J’ai la sensibilité heurtée. Au résultat, le voile romantique ne tient pas, je me rappelle de mon but premier, mais dois je les remercier ? (pour ce rappel frontal au réel)

3ème jour

Je suis fatigué car la nuit précédente, le sommeil a été quasi inexistant, troublé par l’angoisse.

J’ai passé une bonne journée à déambuler tranquillement. Les gens ont un regard bienveillant et même ici Thierry Henry est reconnu.

C’est ma dernière nuit avant demain et le grand saut vers l’inconnu…comme chaque pas du quotidien, mais celui la semble plus grand car il est sans forme à laquelle se rattacher Ah Ah Ah.

Les rires tiennent à la blague bouddhiste de 12ème degré, car comment pourrait-on se rattacher à ce qui n’existe pas encore !!

Sentiments troublés, partagés, mitigés.

Pourvu que j’arrive à me rappeler qu’espoirs et craintes ne sont que de simples expériences, qu’il faut les aborder sans tension et avec le moins de fatigue possible.
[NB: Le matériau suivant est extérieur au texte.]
PR #786, opened 2022-06-10
Polish tools module

kysrpex:
* General polish and revision of tools (including semantic2dot)

* semantic2dot: allow plotting namespaces, sessions and individuals on the same graph

* semantic2dot: add IPython rendering

Note that `find` is meant to replace the CUDS selection mechanism. For example, imagine that you need to move individual `freiburg` and all the _"contained"_ individuals (inhabitants, buildings, etc) in the mereotopological sense. Then first you get the list of individuals to move using `individuals = find(freiburg, rel=city.encloses)`. After that, you add them to the new session using `session.add(individuals)`.

grafik


kysrpex:
@pablo-de-andres @yoavnash Just fixed the branch for proper readability during review.

PR #789, opened 2022-06-15
Improve performance and adapt existing bechmarks to SimPhoNy v4

kysrpex:
* Introduced `lru_cache_weak` and `lru_cache_timestamp` decorators. Introduced the `take` method to take a limited number of items from an iterator.

* Applied such decorators to methods from `OntologyEntity` and `OntologyClass` in order to achieve faster performance while keeping the cache coherent when changes are done to a `Session`'s graph.

Something similar was being done already on SimPhoNy v3, but this time the solution, even though it is quite similar, seems to be more effective.

* Adapt existing benchmarks to SimPhoNy v4.

* Fix performance on various other places so that it is on par with SimPhoNy v3.

-----

The performance was evaluated using the following code snippets.

**SimPhoNy v4**

```python
from simphony_osp.namespaces import mechanical as mt
from simphony_osp.namespaces import math, metrology
from simphony_osp.namespaces import properties as prop
from time import time
from tqdm import tqdm

n = (333636 // 3)

start = time()
for i in tqdm(range(0, n)):
    bending_stiffness_average_value = 0.0312  # some numerical value
    cableSystem = mt.CableBundle()
    bendingStiffness_average = mt.BendingStiffness()
    realNumber = math.Real(hasNumericalData=bending_stiffness_average_value)
    bendingStiffness_average.connect(realNumber, rel=metrology.hasQuantityValue)
    cableSystem.connect(bendingStiffness_average, rel=prop.hasProperty)
end = time()
print("time %.2f" % (end - start))
```

**SimPhoNy v3**

```python
from osp.core.namespaces import mechanical as mt
from osp.core.namespaces import math, metrology
from osp.core.namespaces import properties as prop
from time import time
from tqdm import tqdm
 
n = (333636 // 3)
 
start = time()
for i in tqdm(range(0, n)):
    bending_stiffness_average_value = 0.0312  # some numerical value
    cableSystem = mt.CableBundle()
    bendingStiffness_average = mt.BendingStiffness()
    realNumber = math.Real(hasNumericalData=bending_stiffness_average_value)
    bendingStiffness_average.add(realNumber, rel=metrology.hasQuantityValue)
    cableSystem.add(bendingStiffness_average, rel=prop.hasProperty)
end = time()
print("time %.2f" % (end - start))
```

Estimation given by tqdm for each case:
* _SimPhoNy v4_ **without fix**: `511/111212 [00:07<26:53, 68.62it/s]`
* _SimPhoNy v4_ **with fix**: `5308/111212 [00:07<02:25, 728.48it/s]`
* _SimPhoNy v3_: `2099/111212 [00:07<06:39, 272.89it/s]`

---

**Edit**: actually the performance increased due to other factors since the _SimphoNy v3_ test, so it is now just on the same range (see picture below from continuous benchmarking system).

grafik


simphony_osp/session/session.py
```diff
@@ -46,6 +48,10 @@
 ENTITY = TypeVar("ENTITY", bound=OntologyEntity)
 
 
+RDF_type = RDF.type
+OWL_inverseOf = OWL.inverseOf
```
pablo-de-andres, line 52: Would it make sense to define all these somewhere globally and then import them?

simphony_osp/session/session.py
```diff
@@ -347,49 +353,59 @@ def from_identifier(self, identifier: Node) -> OntologyEntity:
...
-                    compatible |= {OntologyIndividual}
+                    found |= {OntologyIndividual}
+                    break
                 except KeyError:
                     pass
-            else:
-                compatible |= found
+
+        compatible = {
+            class_ for classes in compatible.values() for class_ in classes
```
pablo-de-andres: Can't you do something like `set(compatible.values())`?

simphony_osp/session/session.py
kysrpex: Honestly what would make sense is to send a PR to RDFLib fixing this (for example with a simple `lru_cache` if the namespace does not change).

simphony_osp/session/session.py
kysrpex: Then I would be making a set of sets, which is not what I want :smile:

pablo-de-andres: so `set().union(compatible.values())`? Not sure if it is much better at this point, though

simphony_osp/utils/cache.py
```diff
@@ -0,0 +1,141 @@
...
+
+from datetime import datetime
+from functools import lru_cache, wraps
+from typing import Any, Callable, Dict, Optional, Tuple
+from weakref import ref
+
+from simphony_osp.utils.other import take
+
+
+def lru_cache_weak(
```
pablo-de-andres, line 11: Are these decorators tested?

tests/benchmark_api.py
```diff
@@ -0,0 +1,655 @@
...
+
+    def _benchmark_iterate(self, iteration: int = None):
+        self.city.get(self.identifiers[iteration])
+
+    def _benchmark_tear_down(self):
+        """Restore the previous default TBox."""
+        Session.default_ontology = self.prev_default_ontology
+
+
+def benchmark_individual_get_byidentifier(benchmark):
```
pablo-de-andres, line 290:
```suggestion
def benchmark_individual_get_by_identifier(benchmark):
```

kysrpex: Dankeschön

pablo-de-andres: Minor comment, and I see it is also in other places (also `get_byrel`, for instance). Doesn't really need to be fixed.

tests/benchmark_api.py
```diff
@@ -0,0 +1,655 @@
...
+
+    def _benchmark_iterate(self, iteration: int = None):
+        self.city.get(self.iris[iteration])
+
+    def _benchmark_tear_down(self):
+        """Restore the previous default TBox."""
+        Session.default_ontology = self.prev_default_ontology
+
+
+def benchmark_individual_get_byidentifieruriref(benchmark):
```
pablo-de-andres, line 332:
```suggestion
def benchmark_individual_get_by_identifier_uriref(benchmark):
```

tests/benchmark_api.py
```diff
@@ -0,0 +1,655 @@
...
+
+    def _benchmark_iterate(self, iteration: int = None):
+        tuple(self.city.get(rel=self.city_namespace.hasInhabitant))
+
+    def _benchmark_tear_down(self):
+        """Restore the previous default TBox."""
+        Session.default_ontology = self.prev_default_ontology
+
+
+def benchmark_individual_get_byrel(benchmark):
```
pablo-de-andres, line 378:
```suggestion
def benchmark_individual_get_by_rel(benchmark):
```

tests/benchmark_api.py
```diff
@@ -0,0 +1,655 @@
...
+
+    def _benchmark_iterate(self, iteration: int = None):
+        tuple(self.city.get(oclass=self.city_namespace.Citizen))
+
+    def _benchmark_tear_down(self):
+        """Restore the previous default TBox."""
+        Session.default_ontology = self.prev_default_ontology
+
+
+def benchmark_individual_get_byoclass(benchmark):
```
pablo-de-andres, line 426:
```suggestion
def benchmark_individual_get_by_oclass(benchmark):
```

tests/benchmark_api.py
```diff
@@ -0,0 +1,655 @@
...
+
+    def _benchmark_iterate(self, iteration: int = None):
+        next(self.iterator)
+
+    def _benchmark_tear_down(self):
+        """Restore the previous default TBox."""
+        Session.default_ontology = self.prev_default_ontology
+
+
+def benchmark_individual_iter_byidentifier(benchmark):
```
pablo-de-andres, line 467: At this point maybe you can just search for `_by` and update whatever is left 😅

simphony_osp/utils/cache.py
kysrpex: They are definitely not broken (as you see they are all around the code in this PR). Should I invest the extra time in adding tests for fine details then? Or are we happy that they work? (e.g. test that memory leaks are indeed prevented).

tests/benchmark_api.py
kysrpex: Oops true, actually the initial intention was to write them like this I believe

tests/benchmark_api.py
kysrpex: Resolving due to

> Minor comment, and I see it is also in other places (also get_byrel, for instance). Doesn't really need to be fixed.

tests/benchmark_api.py
kysrpex: Resolving due to

> Minor comment, and I see it is also in other places (also get_byrel, for instance). Doesn't really need to be fixed.

tests/benchmark_api.py
kysrpex: Resolving due to

> Minor comment, and I see it is also in other places (also get_byrel, for instance). Doesn't really need to be fixed.

tests/benchmark_api.py
kysrpex: Resolving due to

> Minor comment, and I see it is also in other places (also get_byrel, for instance). Doesn't really need to be fixed.

simphony_osp/utils/cache.py
pablo-de-andres: I guess it is not a priority now, but it should probably be done at some point

simphony_osp/session/session.py
kysrpex: It still shows the intent. But more importantly, as stated on [line 352](https://github.com/simphony/osp-core/blob/13b4b5898d4a43b762f3159bf81535bdd099588c/simphony_osp/session/session.py#L352), this method is among the most frequently called in SimPhoNy, and what you suggest is 25% faster than what is already there. So in this case it is definitely better.

kysrpex: Sent commit doing this just now

pablo-de-andres (approved):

Ne cherche pas à obtenir, ne sois pas trop focalisé, mais laisse le cours des choses se dérouler naturellement, sans juger ni trop t’impliquer. Courage et bienveillance, reste simple

4ème jour : L’arrivée au centre

Une heure de taxi et la ville s’effacait au profit d’une campagne verdoyante. Le soleil de midi me cuisait la nuque à l’arrière du taxi. En pleine bascule entre deux monde, je me laissais porter par le mouvement avec une certaine distanciation,  je laissais le monde et le centre venir à moi.

Une grande grille et le premier pas.

Avec 2 nuits troublées et un petit début de tourista, il y avait un risque (pour l’esprit) d’ « exploser » si les contraintes étaient trop grandes.

Résultat : Un endroit idéal, vaste, à l’écart de la ville (ce qui n’empêche pas, parait-il, le bruit) entouré de champs et de végétation. Une chambre simple avec sommier en latte de bois recouvert d’une fine natte. Et surtout, pas de rigueur mais une certaine liberté à organiser sa pratique.

Ma tête n’explosera pas et libre à moi de conquérir le droit à la libération. Voici un lieu qui respire le Dhamma (l’enseignement du Bouddha), sans « bourrage» de crâne, sans organisation régimentaire, ce qui ne sous entend pas qu’il n’y aura pas de difficultés à venir.

J’espère dormir (jusqu’à 3h30). A moi de façonner mon aventure, mais les grosses inquiétudes ont disparu. Merci à tous ceux qui ont fait que ce soit possible. Je suis fatigué mais l’aventure commence dans de bonnes conditions.